* _Supplied information_:
PR #4930, opened 2024-02-16
fix(token-details): Updating logic to show "Swap" for zero balance tokens and imported tokens

dievazqu:
### Description

As title says.
This PR makes the logic consistent between the token details and the options shown in the send and swap flow.

Also this PR adds the imported tokens to the swap flow.

### Test plan

Unit tests and locally in a emulator

### Backwards compatibility

Y

### Network scalability

### Demo

https://github.com/valora-inc/wallet/assets/12504748/c72f889a-4fed-4443-ab56-8fdb7d203c2d


src/tokens/hooks.test.tsx
```diff
@@ -240,10 +241,11 @@ describe('useTokensForSend', () => {
     )
 
     expect(getByTestId('tokenIDs').props.children).toEqual([
-      mockPoofTokenId,
```
dievazqu, line 243: The order or this has changed because now it uses the order from `tokensWithNonZeroBalanceAndShowZeroBalanceSelector`

src/tokens/TokenDetails.tsx
```diff
@@ -210,8 +209,7 @@ export const useActions = (token: TokenBalance) => {
       },
```
dievazqu, line 209: I'll change this logic, if the user doesn't have any balance then I'll send them to the swap screen but with this token in the "to token"

src/tokens/TokenDetails.test.tsx
```diff
@@ -449,4 +451,39 @@ describe('TokenDetails', () => {
...
+      <Provider store={store}>
+        <MockedNavigator
+          component={TokenDetailsScreen}
+          params={{ tokenId: mockTestTokenTokenId }}
+        />
+      </Provider>
+    )
+
+    expect(queryByTestId('TokenDetails/Action/Send')).toBeFalsy()
+    expect(queryByTestId('TokenDetails/Action/Swap')).toBeTruthy()
```
kathaypacific, line 484:
```suggestion
    expect(getByTestId('TokenDetails/Action/Swap')).toBeTruthy()
```

src/tokens/selectors.ts
```diff
@@ -366,6 +368,7 @@ export const swappableToTokensByNetworkIdSelector = createSelector(
     return tokens.filter(
       (tokenInfo) =>
         tokenInfo.isSwappable ||
+        tokenInfo.isManuallyImported ||
```
kathaypacific, line 371: do you need this when the condition is already there in `swappableFromTokensByNetworkIdSelector`?

src/tokens/hooks.test.tsx
```diff
@@ -223,8 +223,8 @@ describe('useTokensForSend', () => {
...
       mockCeloTokenId,
+      mockPoofTokenId,
```
kathaypacific, line 227: just checking that we want to have a different sort order for the send tokens now?

src/send/SendEnterAmount.test.tsx
```diff
@@ -47,7 +47,7 @@ const mockStore = {
       }, // fee currency, matches mockCeloTokenBalance
       [mockEthTokenId]: {
         tokenId: mockEthTokenId,
-        balance: '0',
+        balance: '0.1',
```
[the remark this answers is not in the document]
dievazqu: So, now we don't want to show tokens without balance in the SendEnterAmount, and there was a test failing because Eth wasn't present, so this was the quick fix.
But, maybe I can put this in 0 again and change the failing test a bit.

src/tokens/hooks.test.tsx
dievazqu: This is using the latest order logic with decided. The previous version didn't have any kind of sorting.

src/tokens/selectors.ts
dievazqu: Hmm, I guess we have to, right?
Because if not, those filters will filter it out?

That being said, I don't like that the `toToken` are built from the `fromToken`. I imagine a case where we want a token to be in the `toToken` list but not in the `fromToken` (for example, tokens without balance).
I think both selector should use the whole token list.

src/tokens/TokenDetails.tsx
dievazqu: No, I will do this in another PR. Because the swap screen doesn't support a `toTokenId` as initial param. So this will need some changes there.
I think it's fine to merge this PR without this.

src/tokens/Assets.tsx
```diff
@@ -117,9 +117,7 @@ function AssetsScreen({ navigation, route }: Props) {
   const activeTab = route.params?.activeTab ?? AssetTabType.Tokens
 
   const supportedNetworkIds = getSupportedNetworkIdsForTokenBalances()
-  const tokens = useSelector((state) =>
-    tokensWithNonZeroBalanceAndShowZeroBalanceSelector(state, supportedNetworkIds)
-  )
+  const tokens = useSelector((state) => tokensWithNonZeroBalance(state, supportedNetworkIds, true))
```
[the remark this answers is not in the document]
kathaypacific: haha, good question. is it possible to have a selector that returns tokens with > 0 balance + zero state tokens, and have a second selector that uses that first selector and filters out the zero state tokens? i know that's inefficient from a looping perspective, but this operation is cached so it seems like the readability vs performance tradeoff is worthwhile?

* _Action item_:
Your answer must be the lines from the first line of the records through the line containing "As title says.", copied exactly.

* _Final answer_:
PR #4930, opened 2024-02-16
fix(token-details): Updating logic to show "Swap" for zero balance tokens and imported tokens

dievazqu:
### Description

As title says.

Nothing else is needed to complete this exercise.